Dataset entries
————

PR #96, opened 2018-02-09
Improved dark theme

ItsANameToo:
Slight improvement to the current dark theme, as the placeholder text and borders were very difficult to see on my screen.

Before:
heading-before

After:
heading-after


faustbrian:
The designer didn't agree with those changes but I made the placeholder slightly brighter.

ItsANameToo:
Fair enough. Would it be better to make an issue instead of a pull request for design-related issues in the future?

faustbrian:
Yeah, the designer makes the decision on those.

PR #99, opened 2018-02-10
Extract some Component CSS

Nasicus:
@faustbrian 

- How big you you want me to make these PR's? I think if they're getting to big it will get hard to review / test - what do you think?
- Is the table on the "delegates" page on purpose different (mainly other paddings I think) than all other tables??? (didn't extract anything there yet)
- How granular do you want the extracted stuff to be? 

Hope didn't break any styles :>


faustbrian:
1. Might be a good idea to send PRs for the extraction of specific pages/component types to keep it small in the future.

2. Yes, those tables look different on purpose.

3. I wouldn't go overboard and create a dozen special cases, just extract the really common ones to dry up the code and make it easier to re-use them in the future.

Will take a look at the changes in a bit unless you are going to push more changes.

Nasicus:
Thanks for the answers! Completely agree with 1 & 3.

I'm done for the moment. You can review by commit, I seperated them on purpose.

PR #100, opened 2018-02-10
Extract list-rows (mobile table) & more page sections

Nasicus:
Wondering if I should also create classes for stuff like `page-section py-10` which is now done quite often.

However how to call them?
`page-section-py-10` - but if we call it like that is there a benefit in it? Another idea would be to call them  `page-section-py-big`  or something like that.


faustbrian:
I wouldn't extract the spacing classes in those cases as they are a page specific detail and could change any time.

PR #103, opened 2018-02-11
Remove "next" when no further transactions are available

ItsANameToo:
When looking at the list of transactions in a wallet, you were able to keep pressing the "next" button even though there were no further transactions (and you were shown a "loading.." text even though it will never load any transactions, which is confusion). This PR adds a "totalTransactions" property that is passed to the paginator to ensure that the next button will be hidden on the last transaction page.

Question regarding this PR: I'm using two functions to retrieve the amount of sent/received transactions, but those are also calculated in `/src/components/wallet/Details.vue` as part of the wallet screen. Is there a way in which we can pass these values along as a property of some sort? As that would remove the need to make the same call again on the transactions page.

### DIFF
--- a/src/pages/Wallet/Transactions.vue
+++ b/src/pages/Wallet/Transactions.vue
@@ -8,7 +8,7 @@
       <div class="sm:hidden">
         <table-transactions-mobile :transactions="transactions"></table-transactions-mobile>
       </div>
-      <paginator :start="+this.page"></paginator>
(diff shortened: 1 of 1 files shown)


faustbrian:
Passing them along as property wouldn't be a pretty solution as it would make this component dependent on another one. Will leave it like this for now and refactor when Core 2.0 arrives.

PR #104, opened 2018-02-11
Add routes on home & extract tab css component

Nasicus:
- also "optimized" the top scrolling, by doing it the "vue-way" - or was there any reason it was done differently?
- don't know if `active-tab` and `inactive-tab` etc. are the best names, because there are a lot of other tabs too...didn't know a better name though

### DIFF
--- a/src/pages/DelegateMonitor.vue
+++ b/src/pages/DelegateMonitor.vue
@@ -8,18 +8,12 @@
       <nav class="mx-5 sm:mx-10 mb-4 border-b flex items-end">
         <div
           @click="activeTab = 'active'"
-          :class="[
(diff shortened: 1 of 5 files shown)


faustbrian:
Would merge the CSS refactor and scrolling but don't really see a benefit from the extra routes.

Nasicus:
Well tbh the reason I did it came up. While testing something in the latest block tab and I was annoyed that I had to switch the tab again after each page reload :P
But I can see that there's no real benefit for end users (though I also don't see any harm).
Anwyway: Should I revert and make a new PR then?

faustbrian:
Yeah, just send the CSS and Scroll changes.

PR #106, opened 2018-02-11
Also show red/green color on transactions overview

ItsANameToo:
This enables the red/green colors in the transaction overview that you see when you've clicked on the "Show more" button in a wallet.

Is it also an idea to add the red / green colors to the tables on mobile? I find that it makes it much easier to see whether a transaction was sent / received that way, but I'm not sure if it will result in a negative UX as you don't have rows in the mobile view.


faustbrian:
Asked the designer and he said OK to the mobile text colors.

PR #109, opened 2018-02-12
Add sent / received colors to mobile tables

ItsANameToo:
Adds red / green colors on mobile devices


faustbrian:
If you want to you could extract this into a component as this is now in a few places so would be a good candidate for a component like `<transaction-amount :transaction="transaction"></transaction-amount>`.

ItsANameToo:
I'll take a look into that! :)

PR #114, opened 2018-02-13
Localization of components

ItsANameToo:
This PR enables localization for the components in the explorer. Since it includes a lot of files, I'll be making a second PR later that contains the pages, after I've taken a small break from looking at this 😛 

As far as I could see, everything still works, but it wouldn't hurt if another person could take a look

Edit: pages will follow tomorrow


app/Http/Controllers/HomeController.php
```diff
@@ -13,6 +14,15 @@ final class HomeController
...
     public function __invoke(): View
     {
+        $monitor = new Monitor();
+
+        dd(
+            $monitor->status('0236d5232cdbd1e7ab87fad10ebe689c4557bc9d0c408b6773be964c837231d5f0'),
+            $monitor->status('025341ecfcbb48f9ecac8b87d6e5ace9fb172cee9c521a036f20861f515077bfc3')
+        );
+
+        // dd($monitor->lastForged('025341ecfcbb48f9ecac8b87d6e5ace9fb172cee9c521a036f20861f515077bfc3'));
```
ItsANameToo: sus

app/Services/Monitor.php
```diff
@@ -0,0 +1,100 @@
...
+
+final class Monitor
+{
+    public function activeDelegates(): Collection
+    {
+        return Wallet::query()
+            ->whereNotNull('delegate')
+            ->where('attributes->delegate->resigned', false)
+            ->orderBy('vote_balance', 'desc')
+            ->limit(51)
```
ItsANameToo: don't we have a `delegateCount` for this :bleh:, same for the other methods

app/Services/Monitor.php
```diff
@@ -0,0 +1,100 @@
...
+            return [
+                $round => [
+                    'min' => $roundStart,
+                    'max' => $roundStart + 50,
+                ],
+            ];
+        });
+    }
+
+    public function status(string $publicKey): Collection
```
ItsANameToo: I'm not sure about this method 🤔

PR #120, opened 2018-02-17
Replace hard coded ark tokens with network dependent token

Nasicus:
No idea if a `mixin` is the correct call to access the token, appears to be an easy way for me, if there's a better way, just let me know brian.


faustbrian:
Mixin is fine for now, will properly refactor that myself later on.

PR #121, opened 2018-02-18
Fix scripts on windows

Nasicus:
On windows the `dev:mainnet` and `dev_devnet` didn't work.
Because setting environment variables in windows has to be done via `set WHATEVER=ddd` .
However when I changed it to that it didn't work anymore on my ubuntu :P

So I used the [recommended way](https://webpack.js.org/guides/environment-variables/) from webpack to pass in custom arguments.

However I didn't adjust the `prod` config - wanted to hear what you think of it first.

Btw I recommend reviewing with ignoring whitespaces on this one:
https://github.com/ArkEcosystem/ark-explorer/pull/121/files?w=1


Nasicus:
oh didn't know... always did it like that in npm and just assumed it's the same in yarn :) => changed

faustbrian:
If you update the prod.conf I will test again and merge it if all works fine.

Nasicus:
Phew was harder & more complex that I thought 😅 
Hope everythings right now.

I unified the two configs so the arguments for both configs are parse the same way.

package.json
```diff
@@ -9,8 +9,8 @@
     "build:mainnet": "node build/build.js --network mainnet",
     "build:devnet": "node build/build.js --network devnet",
```
faustbrian, line 10: This should probably also be updated to use `--env.network` as you removed minimist.

package.json
```diff
@@ -9,8 +9,8 @@
     "build:mainnet": "node build/build.js --network mainnet",
```
faustbrian, line 9: This should probably also be updated to use `--env.network` as you removed minimist.

package.json
Nasicus: We can't use `--env.network` directly here, because it's a webpack thing I think. I didn't remove `minimist` it's in a central file now: `argument-parser.js` .
Same for other comments.

faustbrian: Ah yeah, overlooked that on mobile. Will test the changes tomorrow morning when I am back.

PR #124, opened 2018-02-25
Add LiteBit to Mainnet known wallets

j-a-m-l:


boldninja:
Address is same as Bittrex. LiteBit is using Bittrex to buy at market price and sends back to user probably.

j-a-m-l:
Lol, then this isn't needed.

faustbrian:
Should we change it to Bittrex / LiteBit then?

j-a-m-l:
I wouldn't do it because the real owner of the wallet is Bittrex and adding LiteBit would be inaccurate.

PR #125, opened 2018-02-26
Added Dutch translations

ItsANameToo:
Dutch translation for the explorer.

I haven't looked into adding a way to switch languages yet. Will that be the done the same way as on ark.io (so with the flag \> showing a list of available languages on hover)?


faustbrian:
We haven't added any translation selection to the explorer yet as it wasn't a major point on the to do for release.

ItsANameToo:
I understand, but I was wondering whether you guys already had something in mind on how it should be added (for example in the same style as on ark.io)?

faustbrian:
I will be adding that soon.

PR #1675, opened 2025-09-16
[contracts-config]: Deployment of LME-XCU price in USD per troy ounce

kkirkov:


config/evm_contracts_deployment_v2/pharos-testnet.json
```diff
@@ -9563,6 +9563,1800 @@
...
+          "10135",
+          "0x72F88509C53b939a0613c679a0F4768c0444d247"
+        ],
+        "salt": "0xe124d7cc79a19705865fa21b784ba187cd393559e960c0c071132cb60354d1a3",
+        "feedId": "10135",
+        "base": null,
+        "quote": null
+      },
+      "20000": {
+        "address": "0xedfa3ccA6C4A223f43c8781E29ad30f65C6A2D5D",
```
EmilIvanichkovv, line 11348: The address here is different. Is that expected?

kkirkov: Yes, on Pharos we are using our fork of Safe, because there isn't an official - so all contracts are with different addresses.

EmilIvanichkovv (approved):

PR #1679, opened 2025-09-17
[dev/read/adfs]: Add human readable value flag in `adfs` command 

MillaGenova:
This pull request adds support for human-readable output when reading ADFS data feeds, introduces a utility for formatting timestamps, and provides comprehensive tests for the new parsing logic. The changes improve the developer experience and usability of the ADFS feed reader command by allowing users to view parsed values and timestamps in a more accessible format.
### Command:
```
yarn start feeds read adfs --network ink-sepolia --feed-id 0 --human-readable
```

### Human-Readable Output for ADFS Feed Reader

* Added a `--human-readable` flag to the `adfs` command, enabling parsed and formatted display of feed data values and timestamps instead of raw hex strings.
* Integrated logic to parse ADFS data and display value, value hex, timestamp, timestamp hex, and formatted timestamp when the flag is used, both in single and latest data modes. [[1]](diffhunk://#diff-634a2b82996de61b38d2e5f6a3eb1c4666871ee3af98c0cd20d64fbccc1b0515L94-R158) [[2]](diffhunk://#diff-634a2b82996de61b38d2e5f6a3eb1c4666871ee3af98c0cd20d64fbccc1b0515R185-R200)

### Utilities and Parsing

* Implemented the `parseADFSData` function to extract and format value and timestamp fields from ADFS hex data, handling both prefixed and non-prefixed hex strings as well as error cases.
* Added the `formatTimestamp` utility with options for formatting timestamps as human-readable strings, including automatic detection of milliseconds vs seconds, and optional display of raw values and units.

### Testing 

* Added unit tests for the `parseADFSData` function to verify correct parsing of value and timestamp fields, handling of short/invalid hex, and compatibility with hex strings lacking a `0x` prefix.

[BSN-3434: Add Human-Readable Value Flag to read-adfs ](https://coda.io/d/_d6vM0kjfQP6#_tu4Kik5j/r3434&view=full)


apps/dev/src/commands/feeds/read/adfs.ts
```diff
@@ -9,9 +9,43 @@ import {
...
 import { listEvmNetworks, readEvmDeployment } from '@blocksense/config-types';
 import { AggregatedDataFeedStoreConsumer } from '@blocksense/contracts/viem';
+import { formatTimestamp } from '../../utils';
 
 const availableNetworks = await listEvmNetworks();
 
+export const parseADFSData = (hexData: string) => {
+  const cleanHex = hexData.startsWith('0x') ? hexData.slice(2) : hexData;
+  const valuePart = cleanHex.slice(0, 48);
+  const valueHex = '0x' + valuePart.padEnd(64, '0');
```
EmilIvanichkovv, line 19: Setting this padding is incorrect.

The value is only in the first 48 bytes. So adding this padding makes a different value when you convert it to `bigint`
```suggestion
  const valueHex = '0x'+ cleanHex.slice(0, 48);
```

apps/dev/src/commands/feeds/read/adfs.ts
```diff
@@ -91,10 +139,23 @@ export const adfs = Command.make(
...
-          const data = yield* Effect.tryPromise(() =>
+          const single = yield* Effect.tryPromise(() =>
             consumer.getSingleDataAtIndex(feed, index.value),
           );
-          rows.push(['Data', data]);
+          if (isHumanReadable && !hasSlice && !multi) {
+            const parsed = parseADFSData(single);
+            rows.push(['Data (Raw)', parsed.rawHex]);
+            rows.push(['Value', parsed.value]);
+            rows.push(['Value (Hex)', parsed.valueHex]);
```
EmilIvanichkovv, line 149: no need to show `Value (Hex)` in the table

apps/dev/src/commands/feeds/read/adfs.ts
```diff
@@ -91,10 +139,23 @@ export const adfs = Command.make(
...
+            if (parsed.timestamp) {
+              rows.push(['Timestamp', parsed.timestamp]);
+              rows.push(['Timestamp (Hex)', parsed.timestampHex ?? '']);
```
EmilIvanichkovv, line 152: no need to show `Timestamp (Hex)` in the table

apps/dev/src/commands/feeds/read/adfs.ts
```diff
@@ -121,7 +182,20 @@ export const adfs = Command.make(
             consumer.getLatestSingleDataAndIndex(feed),
           );
           rows.push(['Index', index.toString()]);
-          rows.push(['Data', data as string]);
+          if (isHumanReadable && !hasSlice && !multi) {
+            const parsed = parseADFSData(data as string);
+            rows.push(['Data (Raw)', parsed.rawHex]);
+            rows.push(['Value', parsed.value]);
+            rows.push(['Value (Hex)', parsed.valueHex]);
```
EmilIvanichkovv, line 189: ditto

apps/dev/src/commands/feeds/read/adfs.ts
```diff
@@ -121,7 +182,20 @@ export const adfs = Command.make(
...
+            if (parsed.timestamp) {
+              rows.push(['Timestamp', parsed.timestamp]);
+              rows.push(['Timestamp (Hex)', parsed.timestampHex ?? '']);
```
EmilIvanichkovv, line 192: ditto

apps/dev/src/commands/feeds/read/adfs.ts
```diff
@@ -9,9 +9,43 @@ import {
 import { renderTui, drawTable } from '@blocksense/base-utils/tty';
 import { listEvmNetworks, readEvmDeployment } from '@blocksense/config-types';
 import { AggregatedDataFeedStoreConsumer } from '@blocksense/contracts/viem';
+import { formatTimestamp } from '../../utils';
 
 const availableNetworks = await listEvmNetworks();
 
+export const parseADFSData = (hexData: string) => {
```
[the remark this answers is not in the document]
EmilIvanichkovv: Also rename to `formatNumericalValue`

Here, this specific name is more valuable because the info stored in the ADFS contract can be more complex than just numbers. At this point, we do not have cases different than numerical data, but in the near future, there might be. When this happens, we will reconsider the `human-readable` flag

apps/dev/src/commands/feeds/read/adfs.ts
```diff
@@ -9,9 +9,43 @@ import {
...
+  const cleanHex = hexData.startsWith('0x') ? hexData.slice(2) : hexData;
+  const valuePart = cleanHex.slice(0, 48);
+  const valueHex = '0x' + valuePart.padEnd(64, '0');
+  let value: bigint = 0n;
+  try {
+    value = BigInt(valueHex);
+  } catch {
+    // ignore
+  }
```
EmilIvanichkovv, line 25: As we discussed, we only use this function for numerical data. Therefore if there is problem with the parsing, throwing here is fine as this might show incorrect usage.
```suggestion
  const value = BigInt(valueHex);
```

apps/dev/src/commands/utils.ts
EmilIvanichkovv, line 1: All the logic here can be replaced with the [`formatTimestamp`](https://github.com/blocksense-network/blocksense/blob/0589cbecfd1c95f72f78174b69d8c56f928d2153/apps/dev/src/commands/feeds/read/cl-adapter.ts#L17) from `apps/dev/src/commands/feeds/read/cl-adapter.ts`. There is no need to have such a complex implementation.

My suggestion is:
- move [`formatTimestamp`](https://github.com/blocksense-network/blocksense/blob/0589cbecfd1c95f72f78174b69d8c56f928d2153/apps/dev/src/commands/feeds/read/cl-adapter.ts#L17) to the `utils.ts` module
- convert it to a named function
- reuse it in both `adfs.ts` & `cl-adapter.ts`

apps/dev/src/commands/feeds/read/adfs.ts
```diff
@@ -9,9 +9,43 @@ import {
...
+  if (cleanHex.length >= 64) {
+    timestampHex = '0x' + cleanHex.slice(48, 64);
+    try {
+      timestamp = BigInt(timestampHex);
+    } catch {
+      timestamp = null;
+    }
+  }
+  const formattedTimestamp =
+    timestamp !== null ? formatTimestamp(timestamp) : null;
```
EmilIvanichkovv, line 37: Similarly, for the timestamp, we know it is in the data and it is the rest of the bytes, so we do not need complicated checks and parsing. Just:

```suggestion
  const timestampHex = '0x' + cleanHex.slice(48);
  const timestamp = BigInt(timestampHex);
  const formattedTimestamp = formatTimestamp(timestamp);
```

apps/dev/src/commands/feeds/read/adfs.ts
```diff
@@ -9,9 +9,43 @@ import {
...
+
+  return {
+    rawHex: hexData,
+    value: value.toString(),
+    valueHex,
+    timestamp: timestamp ? timestamp.toString() : null,
+    timestampHex,
+    formattedTimestamp,
+  } as const;
```
EmilIvanichkovv, line 46: In comments bellow I suggest we do not visualize hex representation of `value` and `timestamp` as it is present in the `rawHex` already. So you can simplify the return object.
```suggestion
  return {
    rawHex: hexData,
    value: value.toString(),
    timestamp: formattedTimestamp,
  };
```

apps/dev/src/commands/feeds/read/adfs.ts
```diff
@@ -91,10 +139,23 @@ export const adfs = Command.make(
...
+          if (isHumanReadable && !hasSlice && !multi) {
+            const parsed = parseADFSData(single);
+            rows.push(['Data (Raw)', parsed.rawHex]);
+            rows.push(['Value', parsed.value]);
+            rows.push(['Value (Hex)', parsed.valueHex]);
+            if (parsed.timestamp) {
+              rows.push(['Timestamp', parsed.timestamp]);
+              rows.push(['Timestamp (Hex)', parsed.timestampHex ?? '']);
+              if (parsed.formattedTimestamp)
+                rows.push(['Timestamp (Formatted)', parsed.formattedTimestamp]);
```
EmilIvanichkovv, line 154: With all the changes above the logic of the table rows is that simple:
```suggestion
            rows.push(['Data (Raw)', parsed.rawHex]);
            rows.push(['Value', parsed.value]);
            rows.push(['Timestamp', parsed.timestamp]);
```

apps/dev/src/commands/feeds/read/adfs.ts
```diff
@@ -121,7 +182,20 @@ export const adfs = Command.make(
...
+          if (isHumanReadable && !hasSlice && !multi) {
+            const parsed = parseADFSData(data as string);
+            rows.push(['Data (Raw)', parsed.rawHex]);
+            rows.push(['Value', parsed.value]);
+            rows.push(['Value (Hex)', parsed.valueHex]);
+            if (parsed.timestamp) {
+              rows.push(['Timestamp', parsed.timestamp]);
+              rows.push(['Timestamp (Hex)', parsed.timestampHex ?? '']);
+              if (parsed.formattedTimestamp)
+                rows.push(['Timestamp (Formatted)', parsed.formattedTimestamp]);
```
EmilIvanichkovv, line 194: Ditto
```suggestion
            rows.push(['Data (Raw)', parsed.rawHex]);
            rows.push(['Value', parsed.value]);
            rows.push(['Timestamp', parsed.timestamp]);
```

apps/dev/test/parseADFSData.test.ts
EmilIvanichkovv, line 1: You will need to update the tests accordingly

apps/dev/src/commands/feeds/read/adfs.ts
```diff
@@ -9,9 +9,43 @@ import {
 import { renderTui, drawTable } from '@blocksense/base-utils/tty';
 import { listEvmNetworks, readEvmDeployment } from '@blocksense/config-types';
 import { AggregatedDataFeedStoreConsumer } from '@blocksense/contracts/viem';
+import { formatTimestamp } from '../../utils';
 
 const availableNetworks = await listEvmNetworks();
 
+export const parseADFSData = (hexData: string) => {
+  const cleanHex = hexData.startsWith('0x') ? hexData.slice(2) : hexData;
```
EmilIvanichkovv, line 17: We can add a check if the passed data is of the correct length and can be converted to a numeric value and a timestamp.
```suggestion
  const cleanHex = hexData.startsWith('0x') ? hexData.slice(2) : hexData;
  if (cleanHex.length !== 64) {
    throw new Error(
      'Unexpected ADFS data length, expected 32 bytes (64 hex characters), got ' +
        cleanHex.length,
    );
  }
```

EmilIvanichkovv (changes requested):

DannyStoyanov (approved):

————

Print, from the entries above, the line with "### Human-Readable Output", the line with "raw hex strings." and all lines between them, exactly and with nothing else.

● **ANSWER SPACE**
### Human-Readable Output for ADFS Feed Reader

* Added a `--human-readable` flag to the `adfs` command, enabling parsed and formatted display of feed data values and timestamps instead of raw hex strings.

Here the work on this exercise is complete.